Nearly all downstream trading locations registered higher prices as consumption increased over the week. The Northeast, hit simultaneously with record-high temperatures, pipeline maintenance, and nuclear outages, saw prices at some locations more than triple. Spot prices at the Algonquin Citygate for delivery into Boston, which began the week at $2.50 per MMBtu, surged from $3.25 per MMBtu on Monday to $7.00 per MMBtu on Tuesday and finished the week up $6.37 per MMBTU (254.8 percent), closing at $8.87 per MMBtu yesterday.

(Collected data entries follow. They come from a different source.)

PR #166, opened 2023-02-27
LCH-6356: Adding guzzle 8 compatibility. 2.x.

narendradesai:

### DIFF
--- a/src/ContentHubClient.php
+++ b/src/ContentHubClient.php
@@ -8,8 +8,11 @@ use Acquia\ContentHubClient\SearchCriteria\SearchCriteria;
 use Acquia\ContentHubClient\SearchCriteria\SearchCriteriaBuilder;
 use Acquia\Hmac\Guzzle\HmacAuthMiddleware;
 use GuzzleHttp\Client;
+use GuzzleHttp\ClientInterface;
+use GuzzleHttp\ClientTrait;
 use GuzzleHttp\Exception\BadResponseException;
 use GuzzleHttp\Exception\ClientException;
+use GuzzleHttp\Exception\InvalidArgumentException;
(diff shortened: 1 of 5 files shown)


src/ContentHubClient.php
```diff
@@ -26,7 +29,10 @@
  *
  * @package Acquia\ContentHubClient
  */
-class ContentHubClient extends Client {
+class ContentHubClient implements ClientInterface {
+
+  use ClientTrait;
```
saxumVermes: ClientTrait is not available in guzzle <7.0, however, Drupal 9.x supports guzzle 6. In this particular case the best would be to actually just implement the methods, get, put, delete, post and use the client we already have to execute those requests.

src/ContentHubClientTrait.php
```diff
@@ -0,0 +1,307 @@
...
+use GuzzleHttp\Promise\PromiseInterface;
+use GuzzleHttp\Psr7\Response;
+use Psr\Http\Message\RequestInterface;
+use Psr\Http\Message\ResponseInterface;
+use Psr\Log\LogLevel;
+
+/**
+ * Common trait for CH Client and CH Logging Client.
+ */
+trait ContentHubClientTrait {
```
saxumVermes, line 16: The implementation of get, put, post, delete can go here and we can use httpClient to carry out those requests.

narendradesai:
CH 2.x module PR: https://github.com/acquia/acquia_contenthub/pull/962

saxumVermes (approved):
Looks great!

amangrover90 (approved):
LGTM!!

saxumVermes (approved):
Looks good!

PR #167, opened 2023-03-03
LCH-6356: Fixing argument hinting.

narendradesai:

### DIFF
--- a/src/ContentHubClientTrait.php
+++ b/src/ContentHubClientTrait.php
@@ -22,7 +22,14 @@ trait ContentHubClientTrait {
    *
    * @var \GuzzleHttp\ClientInterface
    */
-  protected $httpClient;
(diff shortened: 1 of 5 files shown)


src/ContentHubClientTrait.php
```diff
@@ -152,9 +152,8 @@ protected function getErrorResponse($code, $reason, $request_id = NULL) {
    *
    *  @codeCoverageIgnore
    */
-  protected function getExceptionResponse($method, array $args, \Exception $exception) {
+  protected function getExceptionResponse($method, string $api_call, \Exception $exception) {
```
saxumVermes: The method can be more strict, it can only be a string. The return type can be marked and fixed as well.

saxumVermes (approved):
Looks good!

PR #170, opened 2023-04-05
LCH-6395: Added php 8.2 in github actions. 3.x.

narendradesai:
Issue: https://backlog.acquia.com/browse/LCH-6395


saxumVermes (approved):
Let's roll it!

PR #173, opened 2023-04-18
LCH-6426: Add log record parameter object and make logging more extensible.

saxumVermes:


src/Logging/RequestErrorLogParameter.php
```diff
@@ -0,0 +1,98 @@
+<?php
+// phpcs:ignoreFile
```
narendradesai, line 2: Any specific reason for ignoring phpcs and not adding doc comments?

saxumVermes: To avoid unnecessary boilerplate.

src/ContentHubClientTrait.php
```diff
@@ -3,6 +3,8 @@
 namespace Acquia\ContentHubClient;
 
 use Acquia\ContentHubClient\Guzzle\Middleware\RequestResponseHandler;
+use Acquia\ContentHubClient\Logging\LoggingHelperTrait;
+use Drupal\Core\Logger\LoggerChannelTrait;
```
narendradesai: Unused class

src/ContentHubClientTrait.php
```diff
@@ -3,6 +3,8 @@
...
 use GuzzleHttp\HandlerStack;
 use GuzzleHttp\Promise\PromiseInterface;
```
narendradesai: Unused PromiseInterface

src/ContentHubClientTrait.php
```diff
@@ -3,6 +3,8 @@
...
 use GuzzleHttp\Psr7\Response;
```
narendradesai: Unused

narendradesai: `LogLevel` is also not used

src/Logging/LoggingHelperTrait.php
```diff
@@ -0,0 +1,159 @@
...
+   *   Status code.
+   * @param string $reason
+   *   Reason.
+   * @param string|null $request_id
+   *   The request id from the ContentHub service if available.
+   *
+   * @return \GuzzleHttp\Psr7\Response
+   *   Response.
+   */
+  protected function getErrorResponse($code, $reason, $request_id = NULL) {
```
narendradesai: Missing return type

narendradesai: Missing parameter hinting

src/Logging/RequestErrorLogParameter.php
saxumVermes: We are using drupal standards here and this file can grow up to twice its size due to that reason, while this is only a parameter object. Drupal standard, in my opinion, has some unnecessary or unrefined restrictions which results in an antipattern of over-documentation.

narendradesai (changes requested):

src/ContentHubClientTrait.php
saxumVermes: Hmm, we're gonna need to finetune phpcs. These should have been caught.

narendradesai (approved):
Looks good

PR #174, opened 2023-04-19
LCH-6425: Method to update webhook data in settings.

narendradesai:


src/Settings.php
```diff
@@ -209,4 +209,14 @@ public function getSharedSecret() {
     return $this->sharedSecret;
   }
 
+  /**
+   * Updates webhook data.
+   *
+   * @param array $webhook
+   *   The webhook data.
+   */
+  public function updateWebhook(array $webhook): void {
```
saxumVermes, line 218: I feel like we need to search for another solution. This would violate the purpose of this class, which is being an immutable object.

saxumVermes (changes requested):

src/Settings.php
saxumVermes: One its attributes of an immutable object is to preserve state and avoid any side effects.

narendradesai:
Closing this PR as it is not necessary.

PR #180, opened 2023-07-07
LCH-6559: Throw an exception if search is not responding instead of returning empty document.

amangrover90:


saxumVermes (approved):
Approved! 🎉

narendradesai (approved):
Looks good

PR #181, opened 2023-07-12
LCH-6543: Add methods for sending client metadata while registering or updating the client.

amangrover90:


test/MetaData/ClientMetaDataTest.php
```diff
@@ -0,0 +1,60 @@
+<?php
+
+namespace test\MetaData;
```
narendradesai:
```suggestion
namespace Acquia\ContentHubClient\test\MetaData;
```

narendradesai (changes requested):
Overall looks good.

src/MetaData/ClientMetaData.php
```diff
@@ -0,0 +1,96 @@
+<?php
+
+namespace Acquia\ContentHubClient\MetaData;
+
+/**
+ * Client metadata.
+ */
+class ClientMetaData {
```
saxumVermes, line 8: I like that!

src/MetaData/ClientMetaData.php
```diff
@@ -0,0 +1,96 @@
...
+   * @param string $client_type
+   *   Client type. e.g. drupal, pwa_app, nextjs_app etc.
+   * @param bool $is_publisher
+   *   Whether this site is a publiher or not.
+   * @param bool $is_subscriber
+   *   Whether this site is a subscriber or not.
+   * @param array $client_config
+   *   Additional config metadata.
+   */
+  public function __construct(string $client_type, bool $is_publisher, bool $is_subscriber, array $client_config) {
```
saxumVermes: Perhaps we can initialise $client_config with an empty array marking it as optional.

amangrover90: That makes sense.

src/MetaData/ClientMetaData.php
```diff
@@ -0,0 +1,96 @@
...
+    throw new \RuntimeException('All the attributes: "client_type", "is_publisher", "is_subscriber" are required.');
+  }
+
+  /**
+   * Returns metadata of the client.
+   *
+   * @return array
+   *   Client metadata.
+   */
+  public function getMetadata(): array {
```
saxumVermes: Perhaps we can rename this to `toArray`? Or `getValues`? The class is already ClientMetadata, I think it already communicates clearly, that it encapsulates the client metadata.

amangrover90: Done.

saxumVermes (approved):
Looks good, I really liked the abstraction of ClientMetadata. I had a tiny concern of it not implementing an interface to comply to the SOLID guidelines, but we can move forward with it I think.

narendradesai (approved):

Spot prices at Transcontinental Pipeline’s Zone 6 trading point for delivery into New York City, which started the week at $2.33 per MMBtu, gained $1.78 per MMBtu over the week to close yesterday at $4.11 per MMBtu (up 76.4 percent). The Chicago citygate spot price was more in line with the Henry Hub price, registering a 45-cent per MMBtu price gain (from $2.20 per MMBtu last Wednesday) and ending the week at $2.65 per MMBtu (up 20.5 percent).

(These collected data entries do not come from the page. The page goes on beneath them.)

PR #183, opened 2023-08-23
LCH-6635: Added error message on unable to delete client.

narendradesai:
**Motivation**

Fixes #NNN

**Proposed changes**

**Alternatives considered**

**Testing steps**

### DIFF
--- a/src/ContentHubClient.php
+++ b/src/ContentHubClient.php
@@ -1032,7 +1032,9 @@ class ContentHubClient implements ClientInterface {
     if (!$response) {
       throw new \Exception(sprintf("Entity with UUID = %s cannot be deleted.", $uuid));
     }
-    if ($response->getStatusCode() < 200 || $response->getStatusCode() >= 300) {
+    if ($response->getStatusCode() !== 404 &&
+      ($response->getStatusCode() < 200 || $response->getStatusCode() >= 300)
+    ) {
       throw new \Exception(sprintf("Entity with UUID = %s cannot be deleted. Message: %s", $uuid, (string) $response->getBody()));
     }
     return $this->delete("settings/client/uuid/$uuid");
--- a/src/ContentHubClient.php
+++ b/src/ContentHubClient.php
@@ -1029,8 +1029,11 @@ class ContentHubClient implements ClientInterface {
     $settings = $this->getSettings();
     $uuid = $client_uuid ?? $settings->getUuid();
     $response = $this->deleteEntity($uuid);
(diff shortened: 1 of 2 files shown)


src/ContentHubClient.php
```diff
@@ -1029,9 +1029,12 @@ public function deleteClient($client_uuid = NULL) {
     $settings = $this->getSettings();
     $uuid = $client_uuid ?? $settings->getUuid();
     $response = $this->deleteEntity($uuid);
-    if (!$response || $response->getStatusCode() < 200 || $response->getStatusCode() >= 300) {
+    if (!$response) {
       throw new \Exception(sprintf("Entity with UUID = %s cannot be deleted.", $uuid));
     }
+    if ($response->getStatusCode() < 200 || $response->getStatusCode() >= 300) {
+      throw new \Exception(sprintf("Entity with UUID = %s cannot be deleted. Message: %s", $uuid, (string) $response->getBody()));
+    }
```
saxumVermes: We shouldn't throw an exception here in every case. For example if the client cdf is already missing, we should not halt the process just because there isn't one. This prevents the deletion of clients which don't have a corresponding client CDFs due to a purge operation. These are typically those, that are not connected to content hub anymore.

saxumVermes (changes requested):
I left a comment, we need some refactor when we delete the client.

src/ContentHubClient.php
narendradesai: Alright, I've removed exceptions thrown, unsuccessful responses will be handled in the calling methods.

src/ContentHubClient.php
```diff
@@ -1028,10 +1028,7 @@ public function unSuppressWebhook(string $webhook_uuid) {
   public function deleteClient($client_uuid = NULL) {
     $settings = $this->getSettings();
     $uuid = $client_uuid ?? $settings->getUuid();
-    $response = $this->deleteEntity($uuid);
-    if (!$response || $response->getStatusCode() < 200 || $response->getStatusCode() >= 300) {
-      throw new \Exception(sprintf("Entity with UUID = %s cannot be deleted.", $uuid));
-    }
+    $this->deleteEntity($uuid);
```
saxumVermes: In this case we wouldn't know why we were not able to delete the client CDF if there's no indication. The exception was needed I guess to check what the reason was, because we cannot return multiple responses. The only case basically when it is fine if there wasn't any client, when the service responds with a 404. Thoughts?

saxumVermes (approved):
Looks good! Thanks @narendradesai!

amangrover90 (approved):
LGTM!!

PR #184, opened 2023-11-10
LCH-6752: Add response observer method and status codes.

saxumVermes:
**Motivation**

Fixes #NNN

**Proposed changes**

**Alternatives considered**

**Testing steps**

### DIFF
--- a/src/ContentHubClientCommonTrait.php
+++ b/src/ContentHubClientCommonTrait.php
@@ -14,6 +14,13 @@ if (defined('\GuzzleHttp\ClientInterface::MAJOR_VERSION')) {
   trait ContentHubClientCommonTrait {
 
     /**
+     * The last call's response object.
+     *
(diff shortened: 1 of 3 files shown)


kirtigarg2584 (approved):

src/ContentHubClientCommonTrait.php
```diff
@@ -83,11 +111,25 @@ public function sendAsync(RequestInterface $request, array $options = []) {
...
+    /**
+     * Returns the response object from the last call.
+     *
+     * In case further examination needed e.g. status code or error message.
+     *
+     * @return \Psr\Http\Message\ResponseInterface
+     *   The response object.
+     */
+    public function getResponse(): ResponseInterface {
+      return $this->response;
```
narendradesai, line 132: This function can return `null` if $response is not initialised

PR #1729, opened 2024-04-05
Fix Issue 1691 - MERGE incorrectly creates multiple vertices (#1718)

jrgemignani:
Fixed issue 1691 where MERGE would incorrectly create multiple vertices. This only occurred when MERGE was being driven by a previous clause.

NOTE: To be more correct, the issue is with creating duplicate
      paths.

The reason this happened was due to the visibility of tuples that were created during the MERGE instance. It is not possible to add them in to be rescanned.

Because of this limitation, it required adding the ability to MERGE to know what path an instance had already created.

Added regression tests.

Modified the following files to add missing functionality in PG13 and below branches. Specifically adding the function datum_image_hash.

    modified:   src/backend/executor/cypher_utils.c
    modified:   src/include/executor/cypher_utils.h

Resolved Conflicts: (due to differences between PG13 & PG12)
	src/backend/executor/cypher_merge.c

Modified datum_image_hash to use hash_any.

Changed datum_image_eq to datumIsEqual as the former doesn't exist in PG11.

### DIFF
--- a/regress/expected/cypher_merge.out
+++ b/regress/expected/cypher_merge.out
@@ -1263,8 +1263,8 @@ $$) as (a agtype);
 ---
 (0 rows)
 
----
---- Issue 1630 MERGE using array not working in some cases
+--
+-- Issue 1630 - MERGE using array not working in some cases
 --
 SELECT * FROM create_graph('issue_1630');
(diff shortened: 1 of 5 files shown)


MuhammadTahaNaveed (approved):
looks good!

Total domestic consumption increased over the week, led by the Northeast. According to estimates from Bentek, domestic natural gas consumption increased by 2.3 percent from last week. The increase was attributed primarily to a 7.1 percent increase in natural gas consumption for power generation, with natural gas consumption in the industrial and residential/commercial sectors down 0.9 and 5.0 percent, respectively. With temperatures in the 100-degree range hitting parts of the Northeast on Tuesday and Wednesday, natural gas used for power burn in this region increased significantly, gaining 47.2 percent between Monday and yesterday. All regions of the country posted power burn increases over the reporting period, but the Northeast increase was by far the largest volumetrically.

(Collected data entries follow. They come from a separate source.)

PR #1742, opened 2024-04-11
Add helpful messages to the VLE subsystem

jrgemignani:
Added helpful messaging to the VLE subsystem.

These changes are due to issue 365 where there was an issue with the VLE that turned out to not be with the VLE. Basically, there is a way, apparently, to have a malformed edge or possibly one not fully removed. When the VLE subsystem does its load on the graph, it would error out on these edges as this was considered to be a potential data corruption issue.

The changes added are to report and ignore these edges. Reporting them, so as to allow the user to take corrective action by removing them. Ignoring them, as they are likely not relevant to the query. Basically, leaving it up to the user to decide.

No impact to current regression tests.

### DIFF
--- a/src/backend/utils/adt/age_global_graph.c
+++ b/src/backend/utils/adt/age_global_graph.c
@@ -101,7 +101,7 @@ static bool insert_edge(GRAPH_global_context *ggctx, graphid edge_id,
                         graphid end_vertex_id, Oid edge_label_table_oid);
 static bool insert_vertex_edge(GRAPH_global_context *ggctx,
                                graphid start_vertex_id, graphid end_vertex_id,
-                               graphid edge_id);
+                               graphid edge_id, char *edge_label_name);
 static bool insert_vertex_entry(GRAPH_global_context *ggctx, graphid vertex_id,
                                 Oid vertex_label_table_oid,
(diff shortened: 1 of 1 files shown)


src/backend/utils/adt/age_global_graph.c
```diff
@@ -568,11 +610,13 @@ static void load_edge_hashtable(GRAPH_global_context *ggctx)
 
             /* insert the edge into the start and end vertices edge lists */
             inserted = insert_vertex_edge(ggctx, edge_vertex_start_id,
-                                          edge_vertex_end_id, edge_id);
-            /* this insert must not fail */
+                                          edge_vertex_end_id, edge_id,
+                                          edge_label_name);
             if (!inserted)
```
rafsun42, line 615: Overall looks good. Just a quick questions. Does `!insert` always imply a `WARNING` instead of an `ERROR`?

jrgemignani: The only time `insert_vertex_edge` will fail to insert is if there is an issue with the edge's start and end vertices. This means a malformed or dangling edge.

rafsun42 (approved):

Total supply was up slightly for the week, due to higher domestic dry gas production. According to Bentek estimates, the week’s average total natural gas supply increased by 1.0 percent from last week’s level, led by a 0.9 percent increase in dry gas production. Dry gas production averaged 63.9 Bcf per day, 3.9 percent above this time last year. Despite a 37.6 percent increase in imports from Canada into the Northeast, overall imports from Canada were down 1.0 percent for the week, averaging 6.0 Bcf per day over the period. Imports from Canada stand 28.2 percent above year-ago volumes for the same week. There was a 55.6 increase in liquefied natural gas (LNG) supply during the week, with sendout averaging 368 million cubic feet (MMcf) per day. Sendout volumes remain 62.4 percent below year-ago levels.